The Parkers… along the Maine Coast… in the colonial era, may be considered a sort of coastal seafaring clan… in a very loose and casual way.  Parkers were born, sailed along the coast ‘trading’ or occasionally ‘built a cabin’ on shore for ‘trading’… and died, in some way, only to be replaced by another Parker.  Or two.  What kept the Parkers going was their ability to keep going.  Indians burned them flat.  Settlers fled the Maine coast.  They came back and rebuilt only to do it all over again.  A Parker would appear ‘along the coast’ promptly to ‘engage in trade’… whatever that was… and the Parkers did not bother to define that.
            This Sophia had a mother?  Yes but who, where, when, why and IF SHE was a Sophia too… ‘is lost’.  It is, though, very well understood… by the oral tradition of this saga, that THIS Sophia; Compass Parker’s ‘wife’… was Sophia… number one… for the saga… of the Captain Merritt Kimball house.

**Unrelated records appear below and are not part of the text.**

Issue #200, opened 2018-10-22
hashtags are evil!


hpk42:
i like being able to start using desktop, thanks for all the good work!

however, hash tags are evil -- please disable/remove/replace them if possible :) 
![evil-hash](https://user-images.githubusercontent.com/73579/47284603-3c900300-d5e8-11e8-980b-f940ee7b9623.png)

r10s:
iiuc they come from the avatars that have the same background color as the "bubble" in this case so that only the hashtag is left.

however, i also think  that it makes sense to disable them until they are shown in some context (using dc_chat_get_profile_image()/dc_contact_get_profile_image() (the latter is not yet implemented) and/or a colored fallback.

r10s:
great, much, better now :)

PR #201, opened 2018-10-22
Move avatar out of Message and display it next to the message (left or

Jikstra:
right) in groups
Fixes https://github.com/deltachat/deltachat-desktop/issues/200


Jikstra:
Oh and I think we should also show the avatar in 1to1 chats, we have enough space for it. It's weird to only show them in groups. Better stay consistent.

ralphtheninja:
Much cleaner now. Nice!

hpk42:
very nice -- am also for adding the avatar to 1:1 chats on desktop.

PR #206, opened 2018-10-23
Add About dialog

ralphtheninja:
Closes https://github.com/deltachat/deltachat-desktop/issues/103

Will leave this hanging for someone else to tweak the dialog. I'm not skilled enough and/or don't have enough creativity to make something out of the dialog.

Currently my thoughts are:

* add some tabs
* default tab shows basic and clean About information (desktop version, license, yada yada)
* click the second tab to get more information

Also see old PR https://github.com/deltachat/deltachat-desktop/pull/197

### DIFF
--- a/src/main/deltachat.js
+++ b/src/main/deltachat.js
@@ -153,6 +153,17 @@ class DeltaChatController {
   }
 
   /**
+   * Dispatched when showing the AboutDialog (owned by ScreenController)
+   */
+  getInfo () {
+    if (this.ready === true) {
+      return this._dc.getInfo()
+    } else {
+      return DeltaChat.getSystemInfo()
+    }
+  }
+
+  /**
    * Dispatched when sending a message in ChatView
    */
   sendMessage (chatId, text) {
--- a/src/main/deltachat.js
+++ b/src/main/deltachat.js
@@ -153,7 +153,7 @@ class DeltaChatController {
   }
 
   /**
-   * Dispatched when showing the AboutDialog (owned by ScreenController)
+   * TODO: Currently not used
    */
   getInfo () {
     if (this.ready === true) {
--- a/src/main/ipc.js
+++ b/src/main/ipc.js
@@ -54,6 +54,10 @@ function init (cwd) {
     e.returnValue = dispatch(...args)
   })
 
+  ipc.on('dispatchSyncNoRender', (e, ...args) => {
+    e.returnValue = dispatch(...args)
+  })
+
   // Calls the function without returning the value (async)
   ipc.on('dispatch', (e, ...args) => {
     dispatch(...args)
--- a/src/main/ipc.js
+++ b/src/main/ipc.js
@@ -54,10 +54,6 @@ function init (cwd) {
     e.returnValue = dispatch(...args)
   })
 
-  ipc.on('dispatchSyncNoRender', (e, ...args) => {
-    e.returnValue = dispatch(...args)
-  })
-
   // Calls the function without returning the value (async)
   ipc.on('dispatch', (e, ...args) => {
     dispatch(...args)
--- a/src/renderer/ScreenController.js
+++ b/src/renderer/ScreenController.js
@@ -17,7 +17,6 @@ class Home extends React.Component {
       screen: 'SplittedChatListAndView',
       screenProps: {},
       showAbout: false,
-      aboutInfo: {},
       message: false
     }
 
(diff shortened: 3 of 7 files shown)


src/main/deltachat.js
```diff
@@ -145,6 +145,17 @@ class DeltaChatController {
     if (typeof this._render === 'function') this._render()
   }
 
+  /**
+   * Dispatched when showing the AboutDialog (owned by ScreenController)
```
ralphtheninja: It has to be `ScreenController` that owns this, if we want to show it without being logged in.

src/main/deltachat.js
```diff
@@ -145,6 +145,17 @@ class DeltaChatController {
...
+   */
+  getInfo () {
+    if (this.ready === true) {
+      return this._dc.getInfo()
+    } else {
+      return DeltaChat.getSystemInfo()
```
ralphtheninja: This returns basic system information, which is a stripped down version of `dc.getInfo()`

src/renderer/ScreenController.js
```diff
@@ -37,13 +44,27 @@ class Home extends React.Component {
...
+        'dispatchSyncNoRender',
+        'getInfo'
+      )
+    }
+    this.setState({ showAbout, aboutInfo })
   }
 
   render () {
-    // renderer/main.js polls every second and updates the deltachat
-    // property with current state of database.
```
ralphtheninja: Old comment, we're no longer polling for data.

src/main/ipc.js
```diff
@@ -54,6 +54,10 @@ function init (cwd) {
     e.returnValue = dispatch(...args)
   })
 
+  ipc.on('dispatchSyncNoRender', (e, ...args) => {
+    e.returnValue = dispatch(...args)
+  })
```
ralphtheninja: This should be removed now.

src/main/deltachat.js
karissa: Yeah I have an idea on how to refactor this with a sort of `DialogController`, can take a look.

ralphtheninja:
@Jikstra Have you tried opening the dialog and display the advanced stuff while logged in? I'm thinking maybe we should either limit the info or somehow tweak the ui so we can display long strings in a nicer way, e.g. via line breaks etc

Jikstra:
> @Jikstra Have you tried opening the dialog and display the advanced stuff while logged in? I'm thinking maybe we should either limit the info or somehow tweak the ui so we can display long strings in a nicer way, e.g. via line breaks etc

Yes did it. It's ugly but not really possible to do it differently with the current html. We would need a table or something. I didn't want to further work on it as i think it's not the right place to put those infos. It's just a hack until we have settings in my opinion.

src/main/deltachat.js
ralphtheninja: @Jikstra We could skip the top line and just do `return DeltaChat.getSystemInfo()`.

ralphtheninja:
I think we should do one out of the following two things to round this off:

* _remove_ the collapse thingie entirely and just display a simple/clean about dialog (and move this info elsewhere in another issue)
* _only_ do `DeltaChat.getSystemInfo()` (this will give more details about the software, which I think is nice and at the same time don't be _too_ ugly with enormously long strings)

Jikstra:
> remove the collapse thingie entirely and just display a simple/clean about dialog (and move this info elsewhere in another issue)

I'm pro this. Should be somewhere in Settings->Advanced->Debug Information or something

karissa:
Yeah I think removing the collapse thingy is a good idea. Removing complexity

ralphtheninja:
Anyone against merging this now?

Jikstra:
> Anyone against merging this now?

Nope. LGTM let's merge.

src/renderer/ScreenController.js
```diff
@@ -87,6 +100,7 @@ class Home extends React.Component {
             deltachat={deltachat}
           />
         }
+        { showAbout && (<AboutDialog isOpen={showAbout} onClose={this.onCloseAbout} />) }
```
karissa: you don't need showAbout && if you have an `isOpen` parameter.

src/renderer/components/dialogs/About.js
```diff
@@ -0,0 +1,28 @@
...
+    return (
+      <Dialog
+        isOpen={isOpen}
+        title={tx('aboutDeltaChat')}
+        icon='info-sign'
+        onClose={onClose}
+        canOutsideClickClose={false}>
+        <div className={Classes.DIALOG_BODY}>
+          <p style={{ color: 'grey' }}>{'version ' + version}</p>
+          <p>Official Delta Chat Desktop app.</p>
```
karissa: we'll have to translate this but I guess it's secondary

src/renderer/ScreenController.js
ralphtheninja: More specifically, the overlay div will be part of the dom once it has been rendered:

screenshot from 2018-11-01 10-47-55

Lets just remove it. Makes the code cleaner as well.

ralphtheninja: https://github.com/deltachat/deltachat-desktop/commit/a8a4710f15f94c8330dac5d815b51617bd6294e4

            Compass Parker lived on a small boat with Sophia.  They traveled up and down the Maine coast ‘trading’.  Compass was engaged in trading… ‘molasses, slaves and rum’ ‘in the Salem – Boston area’.  He had nothing to do with molasses and slaves.  No one wanted those along the Maine coast.  They did want rum.  Compass quickly discerned this.  In his small boat, the most valuable and negotiable commodity he could offer for trade was… rum.  Silver and gold were useless on the coast of Maine.  No one wanted that; what could one do with gold or silver in the Maine woods?  Guns, powder and lead?  Yes a good trader but not as good as rum.  Rum… ‘you can drink’ in addition to ‘pay all debts’ with in addition to ‘buy anything with’.  A little boat filled with little kegs of… scrupulously watered down “rum” was the perfect trading cargo.  “EVERYONE” “wants it”.  By knowing where he is, was and planned to go (hence “Compass”), Captain Parker “KNEW” the Maine Coast “IN THE DARK” and he knew ALL of the trading options from ‘Indians’ to ‘pirates’ to ‘fishermen’ to ‘settlers’ to… ‘ministers’.  With greatest slight of hand skills, Compass Parker, in his boat with his wife… ‘came and went’.  When his kegs of rum were gone and his traded cargo “aboard”, he… slipped away, slipped into port, traded a new rum cargo and slipped away again, over and over… saying nothing, and writing nothing down… ever.  While doing this, Compass and Sophia had a daughter ...named Sophia… who …grew up on the boat.
           




*:  See the religion notes in Part Eleven to firm up ‘sort of’.